“Cheers?” I echoed, puzzled, retrieving my own glass.
“Yes, cheers. It’s a—it’s a dumb human thing. A toast. We clink glasses together. It’s like celebrating us, I guess.” She seemed embarrassed. “I mean, if there is anything about us to really celebrate.”
“I am happy to celebrate us,” I said sincerely, and I clinked my glass against hers. “Cheers, Delle.”
She flashed a relieved smile. “Cheers.”
We both sipped our wine in silence, standing there in my quiet kitchen, eating a simple meal, and getting accustomed to being in each other’s space. I found I liked having her here. At night, when I came home from a busy day of building and overseeing building at the Citadel, I had only an empty little house on a strange planet. I had no family. Few friends. Certainly, nobody waiting for me. Nobody to converse with. Normally, the silence and the solitariness didn’t bother me overmuch, but there were definitely times when I had thought to myself how pleasant it might be to come home to a wife. To not be alone.
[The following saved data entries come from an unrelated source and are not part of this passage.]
PR #309, opened 2016-07-15
iris-dev#111 Model Validation

eholum:
Resolves
https://github.com/ChandraCXC/iris-dev/issues/111

Validation uses hashCodes built on the spectral, flux, and error values in a SegmentStarTable. The logic being that a fit will be valid as long as those values haven't changed. The SedModel uses those hashCodes to produce a "hashCode" for all the segments in the SED. Note that I call it a version rather than a HashCode, as I don't really want to overwrite the SedModel's hashCode function as it's pretty heavily utilized already in the Visualizer.

Right now the default behaviour is to show a warning message once when a function model is no longer valid for the given SedModel. Once the user has acknowledged the warning it will not be shown again until the SED version number changes.

The Version numbers are recorded in two places: The FitConfiguration whenever .fit is called in the FitController, and in the SedModel whenever .evaluateModel is called in the FitController.

The FitConfiguration now has a version number attached to it, though this change isn't currently using it. I can easily add an additional check in the StilPlotter if we think it should go there. Otherwise I would like to see something in the Fitting Tool also doing a check to see if the FitConfiguration is still valid for the SED. There's definitely more behaviour we could add in the Fitting Tool but I won't mess with it until the GUI changes are in place.

### DIFF
--- a/iris-visualizer/src/test/java/cfa/vo/iris/visualizer/preferences/SedPreferencesTest.java
+++ b/iris-visualizer/src/test/java/cfa/vo/iris/visualizer/preferences/SedPreferencesTest.java
@@ -18,6 +18,9 @@ package cfa.vo.iris.visualizer.preferences;
 
 import static org.junit.Assert.*;
 
+import java.util.concurrent.ExecutorService;
+import java.util.concurrent.Executors;
+
 import static cfa.vo.iris.test.unit.TestUtils.*;
 
 import org.junit.Test;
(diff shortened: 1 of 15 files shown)


eholum:
Added a change to remove unused menu items from the plotter - since we're not using them and aren't going to be using them, better to remove them from the UI.

iris-visualizer/src/test/java/cfa/vo/iris/visualizer/preferences/SedPreferencesTest.java
```diff
@@ -142,4 +145,52 @@ public void testAddMultipleSegments() throws Exception {
...
+        sed.addSegment(segment2);
+        model.refresh();
+        int h3 = model.getVersion();
+        assertFalse(h2 == h3);
+        
+        // Remove 2nd segment
+        sed.remove(segment2);
+        model.refresh();
+        int h4 = model.getVersion();
+        assertTrue(h2 == h4);
```
jbudynk: so does this mean if you (1) fit a SED, (2) add a segment, (3) ignore the warning (ie don't refit or re-evaluate), then (4) remove the lastly added segment, that I shouldn't see the warning pop up?

jbudynk:
The code looks good. 

One comment I have is when I add a new segment to the sed, could the warning message pop-up after the the "Success" message pops up, and the Load Sed Frame closes?  I haven't look at how this could be done yet to be honest.

Also, I think it'd look nicer if the warning message popup was thinner; if there is a line break in the message, it'd make it look better. But that's also just a personal preference on my part.

iris-visualizer/src/test/java/cfa/vo/iris/visualizer/preferences/SedPreferencesTest.java
eholum: Unfortunately not - though that is adjustable.

If you ignore the warning then the model version is moved up to the current state of the SED. This prevents the warning from popping up every time to refresh the plotter, but will make it pop up any time you change the SED, even if it goes back to being valid.

eholum:
Oooph, right now I don't think theres a system for sequencing popup windows, so I'm not sure how simple that would be. We could always move the success message up a little bit earlier in the code, but that's no guarantee.

Easy enough to add a line break. I'll do that.

eholum:
Any thoughts on merging this guy?

jbudynk:
I did a quick test and noticed an issue:

If I change the units on the plot, I get that warning message that the SED has changed. 

Looking at the PR description, it makes sense that this warning would pop up. Changing the units on the plot changes the segment values in the VisualizerDataModel, right? However, switching the units shouldn't be considered a segment value change.

eholum:
That's a really good point. I need to think about how to update everything when the plotter units change. The hashCode is computed from the values in the SegmentStarTable, and the values change in the table when changing units, but I can probably put in some special logic in the SedModel for when units are changing. Update in a  min.

jbudynk:
The latest change looks like it fixes the issue with changing units. The break in the warning message looks good too. Thanks for getting the changes in.

eholum:
Added change for updating the model and fit versions on units changes. It's less than ideal, but as the units are set directly in the datamodel from potentially multiple locations, I just added a separate method in the datamodel for bringing all version numbers up to the latest. That should address it.

eholum:
Merged #309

I thought I could easily grow accustomed to this change as I watched her finish eating, then, without being directed or asked, set about cleaning up. I joined in, finding pleasure simply in her motions, her nearness, in watching her work. I wanted to talk to her, but words failed me. How did you ask the human female you had just married about her past, her life, her hopes for the future, her plans, her goals? I knew some of them. A brief overview. It occurred to me that, in a normal marriage, human or Asterion, two people welded their lives together because of common interests and goals and views. Here I had a wife, but I knew so little about her.
Was it right to try and discover more? Considering we had married on the pretext of keeping each other from fates neither of us wanted? Was it right to treat her like a real wife, if she…wasn’t? I wanted to know what she thought of my home…which she would now share. It was different from her sister’s. Rather stark and bare. Smaller, as well. Only one bedroom. One wash room. The living area. The kitchen. If she wanted to make changes, to fill it with novelties and decorations and pictures, like Tarra and Zyn’s, I did not mind. I decided to broach the topic another night, though.
When we finished cleaning, I realized if she were my real wife, the next logical step would be heading for my bedroom where I could remove her clothing and shed mine. It was hard not to picture that, but I tamped down on my desire.
You’re more than an animal needing to breed, I chided myself. Act like it.
The eating space cleared, Delle turned to me with a shy smile. “I wouldn’t mind a shower,” she said. “But I’ll have to borrow something from you to sleep in, if that’s okay.”
“Something from me?”
“Yes, like a shirt or something. If that’s okay,” she hastened to add. “I know it sounds stupid, but in all the excitement this afternoon of telling Tarra and Zyn and the wedding and—and everything, I forgot to pack an overnight bag. If you don’t want to share, I can sleep in my clo—”
“Oh no,” I interrupted, feeling foolish for not having realized immediately what she was driving at. “I will fetch you something.”
I paced out of the kitchen, expecting her to wait there. Instead, wordlessly, she followed me through the living area, down the hall and into the bedroom where she stood, hands on hips, glancing around.
“Nice room,” she said. “I see you’re not the type to make your bed every day.”
I glanced over at the unmade bed then back to her. She had a ghost of a smile and I thought she was teasing.
“Unfortunately not,” I replied, opening a drawer and pulling out a soft shirt. “Are you?”
“Not really. I’m pretty tidy overall, but I never saw the point of making the bed every day if nobody else is in your room to see it.”
“I suppose…we would be in each other’s room to see it. If you are to share my room,” I said, offering her the shirt.
She touched it with her fingertips where it still dangled from mine.
“True,” she said, and her voice had softened, almost to a whisper.
Instead of accepting the shirt and backing away, she stood there, an arm’s length distant, gazing up at me. Her expression behind her glasses was difficult to read, but she seemed to be staring at me with a mixture of apprehension and desire, overlayed by a softness that invited me to move in and draw her close. I swallowed hard, my mind racing as I contemplated if this was what she wanted—and then did exactly that.
Moved in.
Took her by the upper arms.
Gently tugged her close.
Her forearms were trapped between us. She still held the shirt, but it was forgotten as I brought my face towards hers.
“Delle,” I said, the word coming out in a husky whisper. It was a question. A question of whether I could do this. But it was also a warning. A warning that if she didn’t stop me, this was going to happen.
“Caide,” she breathed, and there was no warning to stop in her tone, no reluctance to proceed.
Thanking every deity in the Asterion pantheon, I groaned aloud and pressed my mouth against hers.